On Sunday night, Musk responded to Twitter’s legal threat with a meme showing the billionaire laughing at the prospect of the company needing to disclose data about spam and fake accounts in court. “They said I couldn’t buy Twitter. Then they wouldn’t disclose bot info,” Musk’s post said. “Now they want to force me to buy Twitter in court. Now they have to disclose bot info in court.”
Even if Musk wins a court ruling that he is not legally obligated to complete the $44 billion acquisition, he would most likely have to pay a $1 billion breakup fee to Twitter. It’s also possible that the parties will settle out of court.
Musk, the world’s richest individual, clinched the deal to buy Twitter with the company’s board after he had amassed a 9.2% stake. The conservative CEO of Tesla and SpaceX was abuzz with ideas for changes he wanted to make at Twitter, including making Twitter strictly adhere to “free speech” principles.

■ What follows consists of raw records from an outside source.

PR #9149, opened 2025-08-26
webgpu: Handle stacked swizzles

jc3265:
BUGS = [433944896]


filament/backend/src/webgpu/WebGPUTexture.h
```diff
@@ -47,12 +47,10 @@ class WebGPUTexture : public HwTexture {
     WebGPUTexture(WebGPUTexture const* src, uint8_t baseLevel, uint8_t levelCount) noexcept;
 
     /**
-     * @param textureView texture view to use for the respective texture. e.g. it can be a
-     *                    swizzled Texture view for that filament texture
-     *
-     * Associates the underlying texture with the given texture view
+     * @param nextSwizzle the swizzle to apply to the source texture.
+     * Creates a new texture view by composing the nextSwizzle with the source's swizzle.
```
AndyHovingh: nit: (assuming the source is itself a swizzle view. the source could be a regular view or an actual texture)

filament/backend/src/webgpu/WebGPUTexture.h
```diff
@@ -144,6 +138,7 @@ class WebGPUTexture : public HwTexture {
     // by sampleCount or something like that.
     // For now that complexity and cost is not warranted due to WebGPU's restrictions.
     wgpu::Texture mMsaaSidecarTexture = nullptr;
+    wgpu::TextureComponentSwizzle mSwizzle{};
```
AndyHovingh, line 141: This instance of WebGPUTexture being a swizzle view or not doesn't seem very clear. A comment here suggesting that the swizzle parameters being undefined (default) implies this is NOT a swizzle view might be helpful. Alternatively, you could consider expressing that with `std::optional`. This applies to the corresponding getter. Also, could this be `const`, assigned at constructor time? Would it ever reasonably change?

filament/backend/src/webgpu/WebGPUTexture.cpp
```diff
@@ -41,6 +41,38 @@ namespace filament::backend {
 
 namespace {
 
+wgpu::TextureComponentSwizzle composeSwizzle(wgpu::TextureComponentSwizzle const& prev,
```
AndyHovingh: nit: `[[nodiscard]]`

filament/backend/src/webgpu/WebGPUTexture.cpp
```diff
@@ -41,6 +41,38 @@ namespace filament::backend {
...
+        wgpu::TextureComponentSwizzle const& next) {
+    auto const compose =
```
AndyHovingh: why is this extra lambda necessary?

filament/backend/src/webgpu/WebGPUTexture.cpp
```diff
@@ -298,8 +333,20 @@ WebGPUTexture::WebGPUTexture(const WebGPUTexture* src, const wgpu::TextureView v
       mTexture{ src->mTexture },
       mDefaultMipLevel{ src->mDefaultMipLevel },
       mDefaultBaseArrayLayer{ 0 },
-      mDefaultTextureView{ view },
-      mMsaaSidecarTexture{src->mMsaaSidecarTexture}{}
+      mMsaaSidecarTexture{src->mMsaaSidecarTexture},
+      mSwizzle{ composeSwizzle(src->getSwizzle(), nextSwizzle) } {
```
AndyHovingh, line 329: I can see here that compose should work fine if the source sizzle is undefined (not a sizzle view) as well as if it is. A comment to that effect might help someone working with the code (or if `std::optional` or something is used that becomes more explicit).

filament/backend/src/webgpu/WebGPUTexture.cpp
```diff
@@ -281,9 +314,11 @@ WebGPUTexture::WebGPUTexture(WebGPUTexture const* src, const uint8_t baseLevel,
       mDefaultBaseArrayLayer{ src->mArrayLayerCount },
       mDefaultTextureView{ makeTextureView(mDefaultMipLevel, levelCount, 0, mDefaultBaseArrayLayer,
               toWebGPUTextureViewDimension(src->target)) },
-      mMsaaSidecarTexture{ src->mMsaaSidecarTexture } {}
+      mMsaaSidecarTexture{ src->mMsaaSidecarTexture },
+      mSwizzle{}{}
```
AndyHovingh: i.e. not a swizzle texture... but what if the source texture was? If the source texture was a swizzle texture shouldn't we retain the source texture's swizzle parameters?

filament/backend/src/webgpu/WebGPUTexture.cpp
```diff
@@ -216,7 +248,8 @@ WebGPUTexture::WebGPUTexture(const SamplerType samplerType, const uint8_t levels
       mBlockWidth{ filament::backend::getBlockWidth(format) },
       mBlockHeight{ filament::backend::getBlockHeight(format) },
       mDefaultMipLevel{ 0 },
-      mDefaultBaseArrayLayer{ 0 } {
+      mDefaultBaseArrayLayer{ 0 },
+      mSwizzle{} {
```
AndyHovingh, line 221: i.e. not a swizzle view (maybe a comment can clarify this point)

filament/backend/src/webgpu/WebGPUTexture.cpp
```diff
@@ -41,6 +41,38 @@ namespace filament::backend {
...
+wgpu::TextureComponentSwizzle composeSwizzle(wgpu::TextureComponentSwizzle const& prev,
+        wgpu::TextureComponentSwizzle const& next) {
+    auto const compose =
+            [](wgpu::TextureComponentSwizzle const& p,
+                    wgpu::TextureComponentSwizzle const& n) -> wgpu::TextureComponentSwizzle {
+        wgpu::ComponentSwizzle vals[4] = { n.r, n.g, n.b, n.a };
+        for (auto& out: vals) {
+            switch (out) {
+                case wgpu::ComponentSwizzle::R:
+                    out = p.r;
```
AndyHovingh: what if previous was undefined? should we then use the next's R mapping?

A few weeks later, Musk suddenly took issue with Twitter’s longstanding claim that spam and fake accounts make up less than 5% of daily active users. He suggested, without providing any evidence, the Twitter user base could represent “20% fake/spam accounts.” In early June, he threatened to spike the deal over the spam/bot issue. Meanwhile, Musk also acknowledged that lining up debt financing had become an obstacle to closing the transaction.
Twitter’s lawsuit charged that Musk’s actions have been “a model of bad faith.”

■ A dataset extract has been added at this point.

PR #9152, opened 2025-08-27
fix: Make ZstdHelper compatible with UBSan

z3moon:
In ZstdHelper::isCompressed call, `src` may not be aligned to 4 bytes, which is violating the alignment requirement of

“While pretending to exercise the narrow right he has under the merger agreement to information for ‘consummation of the transaction,’ Musk has been working furiously — albeit fruitlessly — to try to show that the company he promised to buy and not disparage has made material misrepresentations about its business to regulators and investors,” the complaint said. “He has also asserted, falsely, that consummation of the merger depends on the results of his fishing expedition and his ability to secure debt financing.”